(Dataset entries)
►

PR #356, opened 2026-07-31
Releases: schema and pure utils

brandonlucasgreen:
Step 1 of Unstream Releases. **Schema plus the pure helper module** every later phase depends on. No application code reads or writes these tables yet — deployable and reversible on its own.

Scope per the agreed plan: three sources (Bandcamp → Discogs → MusicBrainz, no iTunes), demand-driven cataloging, three fan-facing pillars.

## Three tables

A release is one thing that exists in several places, each of which may sell it in several formats at different prices:

| Table | Holds |
|---|---|
| `releases` | one row per actual release |
| `release_sources` | where it can be found — one row per platform |
| `release_offers` | what you can buy there — format, price, availability |

`release_offers` exists in V1 even though the UI comes later, because it's the differentiator — *"vinyl $30 · Bandcamp · ≈$25 to the artist"* is a page nobody else has — and retrofitting it after pages ship costs more than including it now.

## Design decisions that are load-bearing

**`external_id`, globally unique per platform.** The platform's own stable id — Bandcamp's `data-item-id="album-1891263657"`, Mirlo's trackGroup id, a Discogs release id. This is what makes re-ingest idempotent: a title can change upstream, an id can't, so we update in place instead of minting a duplicate. The original spec had no external-id concept at all.

**`curated_fields` + `source`, shipped now for a UI that comes later.** Cataloging re-runs on a schedule. Without field-level provenance, every crawl silently reverts an artist's corrections — data loss that is slow, repeated, and *by design*, which makes it much harder to notice than a one-off bad write. Adding these columns later needs a migration **plus a backfill plus determining which values a human authored**, which is unknowable after the fact. They're nearly free today. Mirrors the existing `artist_links.source` convention.

**`date_precision`.** MusicBrainz returns year-only and month-only dates. Rendering "1 January" for a year-only date invents a fact, and it poisons any date-proximity dedup that assumes day precision.

**`status` (announced/released).** Stored, not computed per request, so feeds filter cheaply — and because a list that silently mixes future and past releases under "newest first" reads as broken.

**No `is_streaming` boolean.** The platform registry already carries `category` and payout, which is strictly more information in one place. (The spec's version also listed four platform ids Unstream doesn't index, and defaulted `true` for a catalog that's overwhelmingly not streaming.)

**Granular `release_type`.** Matching *within* a type is the strongest dedup signal available for artists with no shared identifier.

## release-utils.ts

Pure — no network, DB, or cache. Carries regressions for the three bugs that sank the first attempt ([#336](https://github.com/brandonlucasgreen/unstream/pull/336), which shipped zero tests):

1. **The "hash" wasn't one.** `Buffer.from(title).toString('hex').slice(0, 6)` is the first three bytes of the *input*, so `Album Name.`, `Album Name!` and `Album Name?` all produced the same suffix — precisely the case it existed to separate. Now `createHash('sha1')` (node:crypto, not `crypto.subtle`, which Netlify Functions lack).
2. **Non-Latin titles were deleted.** A bare `[^a-z0-9]` strip reduced `東京`, `Привет`, and `Ⅱ` to `""`, and the ingest then did `if (!norm) continue` — silently excluding every CJK/Cyrillic/Greek title from the catalog with no log line. The match key now keeps any Unicode letter or number while still folding accents via the existing `normalizeAccents`.
3. **Same-run slug collisions clobbered.** The taken-slug set was read once per artist and never updated as rows were inserted.

Worth noting on (2): the obvious fix — reuse `normalizeForComparison` from search-utils — is *also* wrong here. It strips to ASCII, so `Tokyo 東京` and `Tokyo 大阪` would both normalize to `tokyo` and **merge two different records.** Under-merging is recoverable; a wrong merge asserts two albums are one and nobody notices. So this builds on `normalizeAccents` and changes only the character-class step.

**Date bounds are about live data, not hypotheticals.** Mirlo currently carries a release dated **2925-11-02**. Unbounded, one typo sorts to the top of every chronology and lands in every calendar subscriber's feed permanently. Genuine future dates are preserved — Mirlo really does schedule to 2027-09-07.

## Testing

`npm run migrate:dry-run` is broken (passes `--project-ref`, rejected by the current CLI), so the migration was validated by **applying it twice to a throwaway `postgres:15-alpine` container** and asserting each constraint rejects what it should:

- date lower bound; per-artist slug uniqueness; same slug allowed under a *different* artist
- partial unique indexes on MBID and Discogs master (multiple NULLs allowed, duplicates rejected)
- **global `(platform, external_id)` uniqueness across different releases** — the constraint that makes re-crawls safe
- `(release_id, platform)` uniqueness; enum CHECKs; uppercase-only currency; negative prices; name-your-price nulls accepted
- cascade deletes; the `updated_at` trigger; `curated_fields` array round-trip
- second application is a clean no-op (idempotent)

Plus: **34 unit tests**, `npm run test:api` 198 passing, `npm run build` clean, explicit `tsc --strict` over `release-utils.ts` clean.

## Two choices worth a second opinion

- **`schema.sql` deliberately untouched.** It only covers `artists`, `artist_links`, `artist_profiles`; every table added since (suppressions, probes, usernames, saved_artists, merge overrides) lives in migrations only. Editing it would recreate the schema.sql/migration disagreement that #336 shipped. Happy to add it if you'd rather keep that file current.
- **Table named `releases`, not `artist_releases`.** It reads as a first-class entity (which is the point of the feature) and keeps the child tables coherent as `release_sources`/`release_offers`. The counter-argument is consistency with `artist_links`/`artist_profiles`. Cheap to rename now, expensive later — say the word.

### DIFF
--- a/supabase/migrations/20260731120000_releases.sql
+++ b/supabase/migrations/20260731120000_releases.sql
@@ -1,0 +1,239 @@
+-- Migration: releases, release_sources, release_offers
+--
+-- First-class release entities under an artist, for Unstream Releases. Three tables,
+-- because a release is one thing that exists in several places, each of which may sell it
+-- in several formats at different prices:
+--
+--   releases         one row per actual release (album, EP, single…)
+--   release_sources  where that release can be found — one row per platform
+--   release_offers   what you can buy there — one row per format, with price
+--
+-- Schema only. No application code reads or writes these yet.
+--
+-- Deliberately NOT here: the `artist_links.latest_release` jsonb lift proposed in the
+-- original spec. That column holds one release per platform per artist, so lifting it
+-- would produce a "discography" of length 1. Catalog ingest supersedes it. The jsonb
+-- column stays as-is — it remains load-bearing for search disambiguation
+-- (allReleaseTitles, release-overlap merging), which is a separate consumer with a
+-- separate shape.
+
+-- ---------------------------------------------------------------------------
+-- releases
+-- ---------------------------------------------------------------------------
+
+CREATE TABLE IF NOT EXISTS releases (
+  id uuid PRIMARY KEY DEFAULT gen_random_uuid(),
+  artist_id uuid NOT NULL REFERENCES artists(id) ON DELETE CASCADE,
+
+  -- Display-quality title, as the source presents it (accents and punctuation intact).
+  title text NOT NULL,
+
+  -- URL segment for /a/{artist}/{slug}. Unique per artist.
+  slug text NOT NULL,
+
+  -- Normalized title used for dedup only — never displayed. Built with
+  -- normalizeForComparison() from search-utils.ts, which NFD-folds accents rather than
+  -- deleting them, so non-Latin titles survive instead of collapsing to an empty string.
+  match_key text NOT NULL,
+
+  -- Source-native type. Kept granular on purpose: matching *within* a type is the single
+  -- most useful dedup signal we have, and collapsing everything to album-or-single throws
+  -- it away. 'other' is the escape hatch for source values we don't recognize.
+  release_type text NOT NULL DEFAULT 'other'
+    CHECK (release_type IN ('album', 'ep', 'single', 'compilation', 'live', 'remix', 'other')),
+
+  -- Sanity-bounded on the way in. The lower bound is a CHECK; the upper bound
+  -- (roughly today + 3 years) can't be, because now() isn't immutable and CHECK
+  -- constraints must be. Enforced in release-utils instead. This matters: Mirlo has a
+  -- live release dated 2925-11-02, which unbounded would sort to the top of every
+  -- chronology and land in every subscriber's calendar.
+  release_date date CHECK (release_date IS NULL OR release_date >= DATE '1900-01-01'),
+
+  -- How much of release_date is real. MusicBrainz returns year-only and month-only dates,
+  -- and rendering "January 1" for a year-only date invents a fact — it also poisons any
+  -- date-proximity dedup that assumes day precision.
+  date_precision text NOT NULL DEFAULT 'day'
+    CHECK (date_precision IN ('day', 'month', 'year', 'unknown')),
+
+  -- 'announced' = dated in the future or flagged as a pre-order upstream. Derived on
+  -- ingest, stored so feeds and chronologies can filter without recomputing per request.
+  -- A list that silently mixes future and past releases under "newest first" reads as broken.
+  status text NOT NULL DEFAULT 'released'
+    CHECK (status IN ('announced', 'released')),
+
+  artwork_url text,
+
+  -- Cross-source identity anchors. Both are pre-existing groupings we get for free:
+  -- MusicBrainz release groups, and Discogs masters (which already collapse every
+  -- pressing of a record into one entity). Where either is present, dedup is exact
+  -- rather than a title guess.
+  musicbrainz_release_group_id text,
+  discogs_master_id text,
+
+  -- Suppression and review, shipped with the schema rather than added later. Auto-created
+  -- releases inherit the Bandcamp probe's residual wrong-artist rate, and a wrong release
+  -- here becomes a durable URL asserting that an artist made a record they didn't.
+  -- Ingest must never write is_hidden.
+  is_hidden boolean NOT NULL DEFAULT false,
+  needs_review boolean NOT NULL DEFAULT false,
+
+  -- Provenance. 'claimed' means a verified artist authored or corrected this row.
+  -- Mirrors artist_links.source so there's one convention in the codebase.
+  source text NOT NULL DEFAULT 'auto'
+    CHECK (source IN ('auto', 'claimed')),
+
+  -- Field-level provenance: names of columns a verified artist has edited, which a
+  -- re-crawl must leave alone. Scheduled ingest re-runs forever, so without this every
+  -- crawl quietly reverts an artist's corrections — data loss that is slow, repeated, and
+  -- by design, which makes it far harder to notice than a one-off bad write.
+  -- e.g. '{title,release_date}'
+  curated_fields text[] NOT NULL DEFAULT '{}',
+
+  created_at timestamptz NOT NULL DEFAULT now(),
+  updated_at timestamptz NOT NULL DEFAULT now(),
+
+  UNIQUE (artist_id, slug)
+);
+
+CREATE INDEX IF NOT EXISTS idx_releases_artist_id ON releases (artist_id);
+
+-- The primary read for both the artist-page section and the feeds: one artist's releases,
+-- newest first. release_date is nullable and V1 data often lacks it, so created_at is a
+-- stable tiebreaker — otherwise "newest first" is nondeterministic between requests.
+CREATE INDEX IF NOT EXISTS idx_releases_artist_chrono
+  ON releases (artist_id, release_date DESC NULLS LAST, created_at DESC);
+
+-- Dedup lookups happen within (artist, type) — see the release_type comment.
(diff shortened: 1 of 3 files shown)


supabase/migrations/20260731120000_releases.sql
```diff
@@ -0,0 +1,239 @@
...
+ALTER TABLE release_sources ENABLE ROW LEVEL SECURITY;
+ALTER TABLE release_offers ENABLE ROW LEVEL SECURITY;
+
+DROP POLICY IF EXISTS "Public read access" ON releases;
+DROP POLICY IF EXISTS "Public read access" ON release_sources;
+DROP POLICY IF EXISTS "Public read access" ON release_offers;
+
+CREATE POLICY "Public read access" ON releases FOR SELECT USING (true);
+CREATE POLICY "Public read access" ON release_sources FOR SELECT USING (true);
+CREATE POLICY "Public read access" ON release_offers FOR SELECT USING (true);
```
brandonlucasgreen, line 223: **[data-exposure] confirmed** — `is_hidden`/`needs_review` are defined on `releases` (lines 71-77) specifically so a wrong auto-generated release can be suppressed without deleting it, but the `"Public read access" ... USING (true)` policy here doesn't filter on either column. The anon/publishable key that powers the web app, extension, and Mac app can read `releases` (and `release_sources`/`release_offers` via join) directly through PostgREST once RLS admits it — no app code needs to exist for that path to work, that's the point of RLS-as-boundary. So the suppression flag this migration was written to carry (per the PR description: *"a wrong release here becomes a durable URL asserting an artist made a record they didn't"*) currently has zero enforcement at the data layer; it only works if every future reader remembers to add `WHERE is_hidden = false` in application code.

Compare with `platform_link_suppressions` (`20260729130000_platform-link-suppressions.sql`), the existing suppression table for search results: that one is server-only with *no* public policies at all, so there's nothing to forget. `releases` took the opposite shape (suppression flag alongside publicly-readable rows), which needs the policy itself to enforce it.

Suggest narrowing the SELECT policies now, before any client is built against "public read = everything":
```sql
CREATE POLICY "Public read access" ON releases FOR SELECT USING (NOT is_hidden);
CREATE POLICY "Public read access" ON release_sources FOR SELECT USING (
  EXISTS (SELECT 1 FROM releases r WHERE r.id = release_sources.release_id AND NOT r.is_hidden)
);
CREATE POLICY "Public read access" ON release_offers FOR SELECT USING (
  EXISTS (
    SELECT 1 FROM release_sources rs JOIN releases r ON r.id = rs.release_id
    WHERE rs.id = release_offers.release_source_id AND NOT r.is_hidden
  )
);
```
`needs_review` is a softer signal (unverified, not necessarily wrong) so gating on it too is a product call, not a security one — flagging `is_hidden` as the one that matters here.

@brandonlucasgreen

---

brandonlucasgreen (commented):
@brandonlucasgreen Security + regression pass on this one (schema is new, no application code reads/writes it yet, so blast radius is limited — but RLS is the thing that has to be right on day one since it doesn't get re-reviewed later).

## Security

**Auth/authorization**
- Table-level: `releases`/`release_sources`/`release_offers` are public-read (`USING (true)`), service-role write-only (no insert/update/delete policies) — correct shape, matches `artists`/`artist_links`.
- **[confirmed] Data exposure** — see inline comment on the RLS policies (lines 217-223): `is_hidden`/`needs_review` exist to suppress wrong auto-generated releases, but the public SELECT policy doesn't filter on either, so the suppression has no enforcement at the DB layer. Recommend narrowing the policy now.

**Input validation / injection risks**
- No SQL injection surface — this PR is schema + pure functions, no query construction.
- CHECK constraints are sound: `release_date >= 1900-01-01`, enum CHECKs on `release_type`/`format`/`availability`/`source`, `currency ~ '^[A-Z]{3}$'`, `price >= 0`. The upstream-year-typo problem (Mirlo's `2925-11-02`) is correctly handled in `release-utils.ts` (`parseReleaseDate`'s `MAX_YEARS_AHEAD` bound) since a CHECK constraint can't reference `now()`.

**Secret handling** — none introduced.

**Unsafe defaults**
- `set_releases_updated_at()` sets `SET search_path = ''` — correct, avoids search_path hijacking on the trigger function.
- Partial unique indexes on `musicbrainz_release_group_id`/`discogs_master_id` correctly handle NULL-as-distinct via `WHERE ... IS NOT NULL`, so multiple no-MBID rows don't collide.
- `curated_fields`/`is_hidden` are documented as "ingest must never write" but that's a comment, not an enforced constraint (e.g. a trigger or column-level grant) — acceptable for now since no ingest code exists yet, but worth remembering when that code lands.

## Regression (vs. abandoned PR #336, which this replaces)

Verified each of the three named regressions actually has a passing test and correct logic, not just a test that happens to pass:
- `shortHash` — real `sha1` digest vs. #336's byte-prefix; confirmed `Album Name.`/`!`/`?` produce distinct hashes.
- `releaseMatchKey` — keeps `\p{L}\p{N}` (any Unicode letter/number) rather than ASCII-only, so CJK/Cyrillic/Greek titles don't collapse to `""` (under #336, that meant either silent drop or false-merge). Also confirmed it doesn't over-merge (`Tokyo 東京` vs `Tokyo 大阪` stay distinct) — worth calling out because the fix for the drop bug is exactly the kind of change that could accidentally introduce an over-merge bug, and it doesn't here.
- `uniqueReleaseSlug` — takes `taken` as a parameter the caller must update per-insert; #336's version read the set once per artist. The contract (caller must `taken.add()` the result) is easy to violate at a future call site since nothing enforces it structurally — not a bug today, just a sharp edge worth a one-line comment at the call site when ingest is written.

**Edge cases checked:** `isCalendarDate` correctly rejects Feb 31 and non-leap Feb 29 via UTC round-trip rather than trusting `Date`'s rollover; `parseReleaseDate` keeps `precision` distinct from a padded `date` rather than inventing a day for year/month-only input; `deriveStatus` special-cases undated releases as `released` rather than `announced`, with the reasoning documented.

No regressions found in state transitions or API contract — nothing here is read or written by existing code yet, so there's no existing contract to drift from.

Nice catch pulling `release-utils.ts` out as pure/tested-first given what sank #336. The one item above (RLS on `is_hidden`) is the only thing I'd want fixed before this merges, since retrofitting it after a client is built against "public read = everything" is exactly the kind of migration-plus-backfill cost this PR's own design section (curated_fields) argues against paying later.

---

brandonlucasgreen (commented):
**Security review**

No material findings. This PR only adds a migration (schema, no read/write code path yet) and a pure, network-free utility module (`release-utils.ts`), so there's no attacker-controlled input to validate yet.

- RLS follows the repo's established convention correctly: public read policies on all three tables, no insert/update/delete policies (service-role bypasses RLS; anon/authenticated get nothing), and the migration comments say so explicitly. **[confirmed]** matches the "server-only writes" pattern used elsewhere in the schema.
- `set_releases_updated_at()` sets `SET search_path = ''`, the right hardening against search-path hijacking in a trigger function. **[confirmed]** good practice, no gap.
- `shortHash` uses SHA-1, but only for slug-disambiguation suffixes, not for anything security-sensitive (no auth, no integrity check) — not a finding.
- The upper date bound (`now + 3 years`) is enforced only in `parseReleaseDate`, not as a DB CHECK (can't be, since `now()` isn't immutable) — the migration comment says so plainly. Worth remembering once ingest code lands: any writer that bypasses `release-utils.ts` and inserts `release_date` directly skips this bound. Not a bug in this PR — **[needs-manual-verification]** for whoever writes the ingest path next.

**Regression**

None — this is a net-new, fully isolated table set and utility module; nothing existing reads or writes it yet, and the 34 new unit tests plus the described double-apply migration test cover it well.

@brandonlucasgreen

---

◄

Of all the entries above, output exactly the lines between the one holding "in the codebase." and the one holding "The primary read", inclusive.

Exercise result:
+  -- Mirrors artist_links.source so there's one convention in the codebase.
+  source text NOT NULL DEFAULT 'auto'
+    CHECK (source IN ('auto', 'claimed')),
+
+  -- Field-level provenance: names of columns a verified artist has edited, which a
+  -- re-crawl must leave alone. Scheduled ingest re-runs forever, so without this every
+  -- crawl quietly reverts an artist's corrections — data loss that is slow, repeated, and
+  -- by design, which makes it far harder to notice than a one-off bad write.
+  -- e.g. '{title,release_date}'
+  curated_fields text[] NOT NULL DEFAULT '{}',
+
+  created_at timestamptz NOT NULL DEFAULT now(),
+  updated_at timestamptz NOT NULL DEFAULT now(),
+
+  UNIQUE (artist_id, slug)
+);
+
+CREATE INDEX IF NOT EXISTS idx_releases_artist_id ON releases (artist_id);
+
+-- The primary read for both the artist-page section and the feeds: one artist's releases,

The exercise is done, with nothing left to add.